Your answer is a copy of every line in the records where "phrasing" appears.

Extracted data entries
____
PR #523, opened 2026-03-25
Increase MAX_PACKET_SIZE from 128 to 300 for BNO085 SPI

halfsohappy:
## Summary

- BNO085 can return packets up to 270 bytes during sensor hub initialisation
- `MAX_PACKET_SIZE 128` sized `shtpData[]` at only 128 bytes, so the SPI receive loop wrote up to 270 bytes into it
- This corrupted the adjacent heap and triggered `multi_heap_poisoning` asserts on ESP32-S3 at boot (`CORRUPT HEAP` panic at `0x3fcb1dbc`)
- Increase to 300 (safely above the 270-byte maximum) so the buffer is never overflowed

## Test plan

- [ ] Flash ab7 board (ESP32-S3, BNO085 on SPI) and confirm no `CORRUPT HEAP` panic at boot
- [ ] Verify BNO085 quaternion data flows normally after init

🤖 Generated with [Claude Code](https://claude.com/claude-code)


Eirenliel:
💀

PR #526, opened 2026-04-16
Fix typo in bno080sensor.cpp logging

ishotjr:


ScaleShiftX (approved):
Incredible work. Well-spotted. This exactly the kind of integrity we need in this repo. Your dedication to discovering, uncovering, disseminating, and inseminating even the smallest issues, even the non-user-facing issues, is paramount to the continuing excellence of this repository.

Before merging this, I would request that go the extra kilometre here while we're at it, and improve our use of language further than just correcting typos - we have an opportunity here to reduce duplicated phrasing. In this log, the word 'status' is used twice. I humbly suggest the following:

"BBNO$ calibration received: Status: %d, Accel: %d, Gyro: %d, "

Thus the duplicated phrasing bathwater is eliminated along with the typo baby.

Once again, well done, and kudos to you.

PR #530, opened 2026-05-31
Refactor build.py to improve platformio command resolution and path h…

unlogisch04:
…andling

This commit fixes that pio or platformio was not found while running the build.py script on my windows This changes where done by copilot.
____
**Solved exercise**
Before merging this, I would request that go the extra kilometre here while we're at it, and improve our use of language further than just correcting typos - we have an opportunity here to reduce duplicated phrasing. In this log, the word 'status' is used twice. I humbly suggest the following:
Thus the duplicated phrasing bathwater is eliminated along with the typo baby.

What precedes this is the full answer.